# GPS on weapon stock?



## phridum (Dec 30, 2011)

I've seen a couple cool guy images with the Foretrex strapped to the stock and just recently saw a few other aftermarket buttstocks with slots for them and I just found myself curious at the actual utility of this method of carry. I can see doing it myself because I hate wearing even watches, but most other people don't have this quirk. I've always just kept the GPS on my rig.
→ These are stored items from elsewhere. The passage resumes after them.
PR #2117, opened 2021-05-25
Replace context link with breadcrumb

maxgds:
## What
https://trello.com/c/3ENWcE93/729-confusing-contextual-link-on-some-pages
Remove the link from the context text on the main heading, add breadcrumb to replace it.

## Why

The styling of the contextual text in the component doesn't indicate in any way that it is a link without user interaction. We plan to remove the ability to add links from the components gem.  We decided to preserve the linking back to the History page by adding a breadcrumb. The wording there more explicitly describes where the link goes.

### Before
Screenshot 2021-05-25 at 15 44 16

### After
Screenshot 2021-05-25 at 15 43 10

### DIFF
--- a/app/views/histories/10_downing_street.html.erb
+++ b/app/views/histories/10_downing_street.html.erb
@@ -1,9 +1,20 @@
 <header class="govuk-grid-row">
   <div class="govuk-grid-column-full">
+    <%= render "govuk_publishing_components/components/breadcrumbs", {
+      breadcrumbs: [
+        {
+          title: "Home",
+          url: "/",
+        },
+        {
+          title: "History of the UK Government",
+          url: "/government/history",
+        },
+      ]
+    } %>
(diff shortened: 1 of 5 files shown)


chris-gds (approved):

chris-gds:
All looks good to me

app/views/histories/10_downing_street.html.erb
```diff
@@ -1,9 +1,20 @@
...
   <div class="govuk-grid-column-full">
+    <%= render "govuk_publishing_components/components/breadcrumbs", {
+      breadcrumbs: [
+        {
+          title: "Home",
+          url: "/",
+        },
+        {
+          title: "History of the UK Government",
+          url: "/government/history",
```
chris-gds, line 11: I do wonder if there's a way to automate these for breadcrumbs so no matter where it appears on the site - via the gem -  it's pre-populated.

Is it really all that functional or just supposed to be cool?


----------



## TLDR20 (Dec 30, 2011)

I haven't seen it done...I wear mine on my wrist.


----------



## Brill (Dec 30, 2011)




----------



## HoosierAnnie (Dec 30, 2011)

FWIW - I'd think you'd want a compass, a potentially life saving thing on your body. Not on something that can potentially become lost or taken from you.


----------



## surgicalcric (Dec 31, 2011)

I think this is yet another example of, "this shit makes me look cool."
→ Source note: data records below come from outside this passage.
PR #2138, opened 2021-06-09
Fix exposed html from translation

maxgds:
### What

The text content from this page comes from a translation file. This means that any coding gets exposed unless we deliberately render it as raw. Since we control the translations we can be confident that doing this is safe. The error that was exposed was noted by a user in https://govuk.zendesk.com/agent/tickets/4582865

Sample URL: https://www.gov.uk/government/consultations/tobacco-and-related-products-legislation-introduced-between-2015-to-2016-reviewing-effectiveness

### Before
Screenshot 2021-06-09 at 13 13 28

### After
Screenshot 2021-06-09 at 13 13 14

### DIFF
--- a/app/views/content_items/consultation.html.erb
+++ b/app/views/content_items/consultation.html.erb
@@ -21,7 +21,7 @@
 
     <% if @content_item.unopened? %>
       <% content_item_unopened = capture do %>
-        <%= t("consultation.opens") %>
+        <%= raw(t("consultation.opens")) %>
         <%= @content_item.opening_date_midnight? ? t("consultation.on") : t("consultation.at") %>
         <time datetime="<%= @content_item.opening_date_time %>"><%= @content_item.opening_date %></time>
       <% end %>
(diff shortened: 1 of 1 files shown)


theseanything:
Could we just remove the nbsp from the local text? https://github.com/alphagov/government-frontend/blob/bff5929da7075f74cdf0d849ec3edde67bc7d31f/config/locales/en.yml#L52. Not sure why we have a non-breaking space there anyways?

thomasleese:
> . Not sure why we have a non-breaking space there anyways?

I wonder if it's intentional to make sure those words always appear together rather than split over multiple lines?

thomasleese (approved):

maxgds:
> Could we just remove the nbsp from the locale text?
> 
> https://github.com/alphagov/government-frontend/blob/bff5929da7075f74cdf0d849ec3edde67bc7d31f/config/locales/en.yml#L52
> 
> . Not sure why we have a non-breaking space there anyways?

Like Tom said - it means you don't end up with a single word on one line. It's hacky but it works and is a valid thing people do.

theseanything:
Sure - it just seems inconsistent as we don't put non-breaking spaces before the last word on other bit of locales. Don't think I understand the user issue of having a single word by itself on the next line, in this particular instance.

My GPS is dummycorded inside my E&E pouch on my chest. I dont see the utility of having it on the buttstock. Besides, I carry an extra CAT on the right side of my buttstock.
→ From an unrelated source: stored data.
PR #2144, opened 2021-06-14
Brexit child taxon descriptions

hannako:
## What

No visual changes in this PR, I'm just amending the language we use in the code base to keep it in line with the terminology being used more widely in the team, and to make a few minor refactors before we get too far along. 


app/presenters/content_item/brexit_taxons.rb
```diff
@@ -8,15 +8,15 @@ module BrexitHubPage
 
     def brexit_links
       {
-        ContentItem::BrexitHubPage::BREXIT_BUSINESS_PAGE_CONTENT_ID => {
+        ContentItem::BrexitTaxons::BREXIT_BUSINESS_PAGE_CONTENT_ID => {
```
sihugh, line 11: We should be able to get rid of `ContentItem::BrexitTaxons::` in this bit as it's referring to things within this class, shouldn't we? We'll obvs need to keep them in the tests

sihugh (approved):
Minor comment, but nice gardening 👍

**Dude in that pic is a fag...flexing while modeling a GPS pouch. **


----------



## Ravage (Dec 31, 2011)

HoosierAnnie said:


> FWIW - I'd think you'd want a compass, a potentially life saving thing on your body. Not on something that can potentially become lost or taken from you.



Like this?


----------



## Red Flag 1 (Dec 31, 2011)

surgicalcric said:


> I think this is yet another example of, "this shit makes me look cool."
> 
> My GPS is dummycorded inside my E&E pouch on my chest. I dont see the utility of having it on the buttstock. Besides, I carry an extra CAT on the right side of my buttstock.
> 
> **Dude in that pic is a fag...flexing while modeling a GPS pouch. **


 
He forgot to have a stethoscope draped around his neck for the "ultra" bling.

RF 1


----------



## AWP (Dec 31, 2011)

surgicalcric said:


> **Dude in that pic is a fag...flexing while modeling a GPS pouch. **


 
Don't be jealous. His GPS pouch is in multicam and I'll bet yours is in coyote....and coyote is SOOOOOOOO 2005.


----------



## 0699 (Dec 31, 2011)

Is that a compass mounted on the buttstock?!?  Seems like there'd be WAY too much metal in the rifle for a compass to function correctly.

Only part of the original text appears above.